The Padmapurana states:
Leaves, flowers, fruits, root, branches and the main stem and everything about Tulsi is sacred; even the soil under the Tulsi plant is holy. ( Padmapurana 24/2)
Even one plant of Tulsi put into the fire of the funeral pyre is capable of providing salvation ( moksha) to an individual. ( Padmapurana 24/2)
In Sanskrit Tulsi is known by many names, including Surasah, Ajaka, Parnasa, Manjari, Haripriya (the beloved of Lord Vishnu) and Bhutagni (the dstroyer of demon). Hindu denominations defer in how they regard the Tulsi plants as the Goddess. Generally worshipers of Lord Vishnu revere Tulsi as Lakshmi or Vrinda, devotees of Lord Rama honor Tulsi as Sita , while followers of Lord Krishna vernerate Tulsi as Vrinda, Radha and Rukmani . There are many other different names of Tulsi in the various languages and dialect of India.
Sanskrit is considered the oldest recorded language.
The Vedas are the most ancient scriptures of the Hindus.
Vishnu is one of the three supreme gods of Hindus. Brahma represents the Creator, Vishnu the Preserver and Shiva the Destroyer.  
Literally, "Nectar from the feet of God". When the devotee forgets his ego and touches the feet of God, he receives the blessings in the form of the Charanamrita . It traditionally consists of cow's milk, yogurt, honey, Ganga water and Tulsi leaves, and is offered by the worshipper to the deity, blessed during the ritual and, returned afterwards by the Hindu priest.
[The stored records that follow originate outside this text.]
PR #1739, opened 2023-09-21
Fix setting cosmos configuration at runtime by checking whether the graphql schema is set

Mathos1432:
## Why make this change?
Failing to set the configuration at runtime if there is not "schema" file set in the config. This is not required when setting the config at runtime since the graphql schema is set already.

## How was this tested?

- [x] Validated locally
- [x] Updated the tests so the schema property is removed from the config. Verified that the tests were failing before the fix and passing after.

### DIFF
--- a/src/Core/Configurations/RuntimeConfigValidator.cs
+++ b/src/Core/Configurations/RuntimeConfigValidator.cs
@@ -128,6 +128,8 @@ namespace Azure.DataApiBuilder.Core.Configurations
                         HttpStatusCode.ServiceUnavailable,
                         DataApiBuilderException.SubStatusCodes.ErrorInInitialization);
 
+                // The schema is provided through GraphQLSchema and not the Schema file when the configuration
+                // is received after startup.
                 if (string.IsNullOrEmpty(cosmosDbNoSql.GraphQLSchema))
                 {
                     if (string.IsNullOrEmpty(cosmosDbNoSql.Schema))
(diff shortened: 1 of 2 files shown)


src/Core/Configurations/RuntimeConfigValidator.cs
```diff
@@ -128,17 +128,20 @@ public void ValidateConfig()
                         HttpStatusCode.ServiceUnavailable,
                         DataApiBuilderException.SubStatusCodes.ErrorInInitialization);
 
-                if (string.IsNullOrEmpty(cosmosDbNoSql.Schema))
+                if (string.IsNullOrEmpty(cosmosDbNoSql.GraphQLSchema))
```
Aniruddh25, line 131: Good find! in order to ensure there's no regression in future, can we add a test that does this?

`Modified the test config file to remove the schema, verified that the late config tests were failing`

Mathos1432: Sure, but it would required either a second configuration file for cosmos which will then have to be maintained, or to parse the config file in the test to change that variable. Any preference on the approach?

Aniruddh25: The latter is preferable - parse it, and change that variable - then use it to configure

seantleonard: similar to how in ConfigurationTests.cs `ConfigurationPostParameters configParams = GetCosmosConfigurationParameters();` sets the values for the CosmosOptions

seantleonard: also worth a code comment here calling out that `GraphQLSchema` (and not `Schema`) will be populated when configuration is received post-startup

seantleonard (approved):

Aniruddh25 (approved):
LGTM, thanks for the quick fix and the accompanying test!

This prasad (offering) is later consumed by the devotee.
Rudra is the destructive aspect of Lord Shiva.
Naimisharayana is a holy place near Lucknow, Uttar Pradesh, where many revered rishis resided, such as Vedavyash, the writer of the Mahabharata , which contains the Bhagvad Geeta .
Prayag is the confluence of the rivers Ganga, Yamuna and the mythical Saraswati.